Raul contou como lhe foi permitido voltar ao Brasil:

“Tinha feito muitas coisas nos EUA quando veio o Consulado Brasileiro no meu apartamento. Era quase em dezembro de 1974. Bateu na porta do meu apartamento dizendo que eu já podia voltar. Que o Brasil já me chamava, que eu era patrimônio nacional e que tava vendendo disco.
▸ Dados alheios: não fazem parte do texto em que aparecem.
PR #10, opened 2020-05-28
unused opamp should be neutralized

sebastius:
Opamp 2 in the LM358 should be disabled to prevent damage to the chip and to reduce power consumption.
image
Sources: http://www.ti.com/lit/an/sboa204a/sboa204a.pdf https://www.analog.com/en/analog-dialogue/raqs/raq-issue-46.html


vroland:
Nice catch, didn't know about this one.

PR #13, opened 2020-06-03
Fixed value R14 to 390k as 400k doesnt exist and it will work anyway

sebastius:
See title. Boring little fix but it helps.


vroland:
:+1: I was using a 390k resistor already, anyway :D

PR #20, opened 2020-07-06
Weather example

mmib:
New example added. Shows current weather and forecast using openweathermap API.
New draw functions added.


vroland:
Wow, that looks great, thank you! :+1:   I'm currently waiting for my API key to get activated ;) 
I'll make a few remarks regarding the source code though, if that's alright with you.

components/epd_driver/epd_driver.c
```diff
@@ -301,39 +310,278 @@ inline uint32_t min(uint32_t x, uint32_t y) { return x < y ? x : y; }
...
+}
+
+void epd_fill_circle(int x0, int y0, int r, uint8_t color,
+                    uint8_t *framebuffer) {
+  epd_draw_vline(x0, y0 - r, 2 * r + 1, color, framebuffer);
+  epd_fill_circle_helper(x0, y0, r, 3, 0, color, framebuffer);
+}
+
+
+void epd_fill_circle_helper(int16_t x0, int16_t y0, int16_t r,
```
vroland, line 384: Is there a specific reason for the int16_t type? If not, I'd rather keep the types consistent and just use int.

components/epd_driver/epd_driver.c
```diff
@@ -301,39 +310,278 @@ inline uint32_t min(uint32_t x, uint32_t y) { return x < y ? x : y; }
...
+        epd_draw_vline(x0 + py, y0 - px, 2 * px + delta, color, framebuffer);
+      if (corners & 2)
+        epd_draw_vline(x0 - py, y0 - px, 2 * px + delta, color, framebuffer);
+      py = y;
+    }
+    px = x;
+  }
+}
+
+void epd_draw_rect(int16_t x, int16_t y, int16_t w, int16_t h,
```
vroland, line 427: Same.

examples/weather/main/weather.cpp
```diff
@@ -0,0 +1,1392 @@
...
+#include "sdkconfig.h"
+#include <stdio.h>
+#include <string.h>
+
+#include "epd_driver.h"
+
+#include "Arduino.h"
+#define ARDUINOJSON_ENABLE_ARDUINO_STRING 1
+#include <ArduinoJson.h>
+#include <HttpClient.h>
```
vroland, line 24: This library is called HTTPClient for me... Maybe a different version? (Using arduino-esp for IDF 4.0)

components/epd_driver/i2s_data_bus.c
```diff
@@ -162,8 +162,9 @@ void i2s_bus_init(i2s_bus_config *cfg) {
   // (Smallest possible divider according to the spec).
   dev->sample_rate_conf.tx_bck_div_num = 2;
 
-  // Initialize Audio Clock (APLL) for 80 Mhz.
-  rtc_clk_apll_enable(1, 0, 0, 8, 1);
```
vroland, line 166: As long as we do not know exactly why this workaround works, I'd rather want to keep it at the frequency specified in the data sheet, at least on the main branch.

components/epd_driver/epd_driver.c
```diff
@@ -301,39 +310,278 @@ inline uint32_t min(uint32_t x, uint32_t y) { return x < y ? x : y; }
...
     }
+    err -= dy;
+    if (err < 0) {
+      y0 += ystep;
+      err += dx;
+    }
+  }
+}
+
+void epd_draw_line(int16_t x0, int16_t y0, int16_t x1, int16_t y1,
```
vroland, line 482: Same thing about types.

components/epd_driver/epd_driver.c
mmib: yep, let's use int

examples/weather/main/weather.cpp
mmib: both are fine for me, changed

components/epd_driver/i2s_data_bus.c
mmib: True, added this into menuconfig as new display type.
This is only way to drive such display for me.

components/epd_driver/epd_driver.c
mmib: done

components/epd_driver/epd_driver.c
mmib: done

components/epd_driver/epd_driver.c
mmib: done

mmib:
Please check it again

vroland:
Thanks, looks good to me. Introducing a new display type sounds like a more or less elegant solution.

PR #25, opened 2020-09-01
complete designators in BOM

SimonSelg:
The BOM (`hardware/BOM.csv`) did not include designators for all parts. This PR adds the missing ones. I hope I got it right, I double-checked every part, but still, mistakes can happen.


vroland:
Looks good, thank you :+1:

PR #26, opened 2020-09-01
add lcsc part number to symbols/schema

SimonSelg:
This allows for automatic BOM generation for ordering with JCLPCB/LCSC where they already place some of the components on the PCB ([documentation on that](https://support.jlcpcb.com/article/84-how-to-generate-the-bom-and-centroid-file-from-kicad), [more documentation](https://dubiouscreations.com/2019/10/21/using-kicad-with-jlcpcb-assembly-service/)).

As a side note, the `epaper-breakout.sch-bak` should probably removed.


vroland:
> As a side note, the `epaper-breakout.sch-bak` should probably removed.

Yes, probably :)

PR #48, opened 2020-12-05
deinit function

mcer12:
Added epd_deinit function and small change in i2s_data_bus.c. i2s draws around 30uA extra in deep sleep, so I made a small change that mitigates that. Further improvements discussed in low power optimizations issue.


vroland:
Thank you, i didn't know that. I'll have a look later and then merge :)

vroland (approved):

PR #54, opened 2021-01-13
add Slack button in readme

mcer12:


vroland (approved):

vroland:
Thanks! The downside I see with slack is that people have to register to follow the discussion. But until we have something better this will do.

PR #24, opened 2021-12-24
Implement `pbutton`

giladt:
Implement `pbutton` instead of the old `d2d-button` element.
Introducing `full-width`option.
Apply necessary styling fixes (affecting the disclaimer page).

image


dkent600 (approved):
OK, you're not actually implementing the pbutton, you are using it.

Question I wanted to discuss:  Would it be a better design , instead of type="secondary", to have separate button elements for each type, so `pbutton-secondary`?

I'm not stuck on doing that, just wanted to discuss.

PR #27, opened 2021-12-26
Implement css-reset

giladt:
Implemented CSS-Reset package: `the-new-css-reset`.
https://www.npmjs.com/package/the-new-css-reset (v1.4.4)

> A reset stylesheet (or CSS reset) is a collection of CSS rules used to clear the browser's default formatting of HTML elements, removing potential inconsistencies between different browsers.

This eliminates the need to use only `div`s in order to get expected behavior from every HTML element and allows the use of semantic HTML which can better comply with screen readers, and other accessibility tools as well as better SEO results.


dkent600 (changes requested):
Can you pls explain in the PR description why we need this?  Why can't we set it ourselves?  Note that pbutton.scss already does this.  I think it should at least be explicit in all of the design system stuff.

PR #28, opened 2021-12-26
Added `pbutton` hover animation

giladt:
Result:
pbutton animation 

button-animation

button-is-loading

button-is-loading-toggle

### DIFF
--- a/src/resources/elements/primeDesignSystem/pbutton/pbutton.scss
+++ b/src/resources/elements/primeDesignSystem/pbutton/pbutton.scss
@@ -29,6 +29,12 @@
   transform: translateY(0);
   user-select: none;
   color: $White;
+  display: flex;
+  align-items: center;
+  gap: 10px;
+  &>.is-loading {
+    animation: spin 1.75s infinite linear;
+  }
 
   &:focus {
     box-shadow: 0 0 10px $Shade06;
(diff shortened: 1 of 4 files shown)


src/resources/elements/primeDesignSystem/pbutton/pbutton.scss
```diff
@@ -3,7 +3,8 @@
 @mixin standardBackground {
   border: none;
   padding: 14px 28px;
-  background: $Gradient01;
+  background-image: $Gradient08;
```
dkent600, line 6: Can we make the animation be an optional behavior?

First, are you sure that all three button types are supposed to support the animation?  My bet would be only Primary.  You have only shown the Primary one in the screen shot in this PR.

In any case, I would like to be able to display any and all button types without an animation, simply by changing a property on the button, like a boolean `animate-bk`.

dkent600 (changes requested):

src/resources/elements/primeDesignSystem/pbutton/pbutton.scss
giladt: Quick question- by animation, do you refer to the behavior of the button or the transition effect?
i.E. - 
For the primary, the behavior is changing the gradient bg. 
For the secondary and tertiary it changes the bg color.
on click all translate 1px up.

Should these behaviors be disabled by the new property or only the smooth transition animation?
I've added a property `do-not-animate`, which currently disable all user interactions.

The primary hover animation introduced here is requested in the design system Figma:
image

That being said- The `spinning loading icon` behavior is still absent.

PR #29, opened 2021-12-26
Introduce `pcard`

giladt:
`pcard` is a reusable component for cards. Can be used for every card element, modals, and/or popups.

Simple:
image

Type "default":
image

Type "Success" | "Warning" | "Alert":
image

Each card contains 3 optional slots:
`header`, `body`, and/or `footer`.
`header` may contain the folowing elements:
`<span class="text">Header Text</span>` for heading.
`<i class="icon fas fa-times"></i>` for icons.

image

### DIFF
--- a/src/resources/elements/primeDesignSystem/pcard/pcard.ts
+++ b/src/resources/elements/primeDesignSystem/pcard/pcard.ts
@@ -1,0 +1,20 @@
+import { bindable } from "aurelia-typed-observable-plugin";
+import { customElement } from "aurelia-framework";
+import "./pcard.scss";
+
+/**
+ * Usage:
+ *    <pcard>Default</pcard>
+ *    <pcard type="success">Success</pcard>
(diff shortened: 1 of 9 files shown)


src/resources/elements/primeDesignSystem/pcard/pcard.ts
```diff
@@ -0,0 +1,20 @@
...
+ *    <pcard type="success">Success</pcard>
+ *    <pcard type="alert">Alert</pcard>
+ *    <pcard type="warning">Warning</pcard>
+ *    <pcard ... click.delegate="message('Hi!')">Clickable</pcard>
+ *    <pcard ... width="100%">Fix Size</pcard>
+*/
+export type CardType = "default" | "success" | "alert" | "warning" | "";
+
+@customElement("pcard")
+export class PCurd {
```
dkent600, line 17: PCard

dkent600 (changes requested):

PR #31, opened 2022-01-01
implement css-reset

giladt:
Implemented CSS-Reset package: `the-new-css-reset`.
https://www.npmjs.com/package/the-new-css-reset (v1.4.4)

> A reset stylesheet (or CSS reset) is a collection of CSS rules used to clear the browser's default formatting of HTML elements, removing potential inconsistencies between different browsers.

This eliminates the need to use only `div`s in order to get expected behavior from every HTML element and allows the use of semantic HTML which can better comply with screen readers, and other accessibility tools as well as better SEO results. It would eventually reduce coding time and bugs by presenting cross-browser consistency.


dkent600 (changes requested):
It bugs me that the prime system elements will rely on this .  What if we add a reademe.md under 
 primeDesignSystem that makes clear that it was developed assuming the reset package is present?

dkent600 (changes requested):
need that readme

dkent600:
need to fix the merge conflicts

dkent600 (approved):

Cinicamente, o cara falou assim.”

A alegação — falsa — de delação à ditadura

Em 2019, com o lançamento do livro Raul Seixas: Não diga que a canção está perdida, o jornalista e escritor Jotabê Medeiros levantou a possibilidade de que Raul, em um dos interrogatórios, acompanhados de torturas, teria entregado o parceiro Paulo Coelho aos militares.

No entanto, a hipótese não apresentou provas cabais e depois foi refutada a partir de outros documentos que mostraram que o Paulo Coelho em questão era outro, quase homônimo, mas não exatamente o parceiro de Raul Seixas.

Fernando Morais, biógrafo de Paulo Coelho, declarou à Folha de S. Paulo à época:

“Esses documentos e o novo personagem jogam luz sobre duas biografias – a do Paulo, porque põe fim a um mistério de meio século, e a do Raul, porque põe uma pedra sobre uma suspeita terrível, a de que ele teria delatado Paulo Coelho.”